:: Provided records

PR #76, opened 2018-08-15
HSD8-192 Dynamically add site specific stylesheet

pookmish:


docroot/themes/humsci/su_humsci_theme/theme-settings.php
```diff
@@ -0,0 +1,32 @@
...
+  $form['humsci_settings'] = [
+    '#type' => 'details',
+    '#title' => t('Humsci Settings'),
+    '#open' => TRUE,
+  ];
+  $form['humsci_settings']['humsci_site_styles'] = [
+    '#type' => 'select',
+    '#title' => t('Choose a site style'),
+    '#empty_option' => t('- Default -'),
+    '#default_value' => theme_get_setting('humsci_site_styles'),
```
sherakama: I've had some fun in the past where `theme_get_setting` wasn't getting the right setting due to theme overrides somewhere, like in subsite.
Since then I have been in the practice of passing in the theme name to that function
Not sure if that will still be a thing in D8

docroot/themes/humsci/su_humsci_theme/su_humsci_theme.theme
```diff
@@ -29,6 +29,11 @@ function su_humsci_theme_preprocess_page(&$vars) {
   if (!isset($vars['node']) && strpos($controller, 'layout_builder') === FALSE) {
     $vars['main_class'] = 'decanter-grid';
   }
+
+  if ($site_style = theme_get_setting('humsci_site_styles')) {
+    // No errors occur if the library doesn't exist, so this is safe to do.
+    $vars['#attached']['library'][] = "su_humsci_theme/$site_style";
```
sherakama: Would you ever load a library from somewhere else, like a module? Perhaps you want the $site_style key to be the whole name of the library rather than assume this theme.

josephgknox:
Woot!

::::
:: Provided records

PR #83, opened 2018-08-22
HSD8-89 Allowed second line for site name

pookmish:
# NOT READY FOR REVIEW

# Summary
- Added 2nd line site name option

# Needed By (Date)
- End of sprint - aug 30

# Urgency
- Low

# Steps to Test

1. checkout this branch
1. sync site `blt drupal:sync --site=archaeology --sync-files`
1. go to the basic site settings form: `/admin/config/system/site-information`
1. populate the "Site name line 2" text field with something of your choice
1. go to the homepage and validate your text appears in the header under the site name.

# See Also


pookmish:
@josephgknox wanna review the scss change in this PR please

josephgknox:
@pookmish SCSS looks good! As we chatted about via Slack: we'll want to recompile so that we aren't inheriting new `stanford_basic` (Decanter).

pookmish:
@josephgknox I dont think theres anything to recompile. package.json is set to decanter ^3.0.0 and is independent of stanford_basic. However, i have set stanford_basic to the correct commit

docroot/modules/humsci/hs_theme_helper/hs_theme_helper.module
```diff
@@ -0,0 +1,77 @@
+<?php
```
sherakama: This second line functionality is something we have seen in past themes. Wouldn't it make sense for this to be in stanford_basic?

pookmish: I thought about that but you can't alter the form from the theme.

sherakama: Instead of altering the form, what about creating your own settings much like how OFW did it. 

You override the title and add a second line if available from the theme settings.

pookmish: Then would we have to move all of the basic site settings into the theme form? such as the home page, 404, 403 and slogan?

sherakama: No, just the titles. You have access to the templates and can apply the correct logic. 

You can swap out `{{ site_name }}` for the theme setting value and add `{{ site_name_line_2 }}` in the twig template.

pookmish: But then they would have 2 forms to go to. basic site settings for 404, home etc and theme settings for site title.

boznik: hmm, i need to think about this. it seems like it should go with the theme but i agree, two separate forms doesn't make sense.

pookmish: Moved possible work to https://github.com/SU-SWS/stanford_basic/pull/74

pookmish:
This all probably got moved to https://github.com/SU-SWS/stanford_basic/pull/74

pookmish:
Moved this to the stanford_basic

::::
:: Provided records

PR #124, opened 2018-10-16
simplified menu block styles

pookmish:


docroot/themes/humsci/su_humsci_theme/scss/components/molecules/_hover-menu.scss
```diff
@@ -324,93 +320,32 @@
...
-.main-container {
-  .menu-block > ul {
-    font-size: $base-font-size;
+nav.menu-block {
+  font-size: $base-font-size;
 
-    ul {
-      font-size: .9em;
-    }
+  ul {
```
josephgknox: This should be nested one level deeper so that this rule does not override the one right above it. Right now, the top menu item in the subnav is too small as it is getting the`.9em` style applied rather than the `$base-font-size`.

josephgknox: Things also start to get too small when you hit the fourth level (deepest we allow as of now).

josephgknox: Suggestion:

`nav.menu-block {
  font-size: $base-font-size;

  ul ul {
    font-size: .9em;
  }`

::::

→ **Problem statement**
Your answer should hold every line of the entries that contains the string "second".

→ **Your response**
HSD8-89 Allowed second line for site name
sherakama: This second line functionality is something we have seen in past themes. Wouldn't it make sense for this to be in stanford_basic?
You override the title and add a second line if available from the theme settings.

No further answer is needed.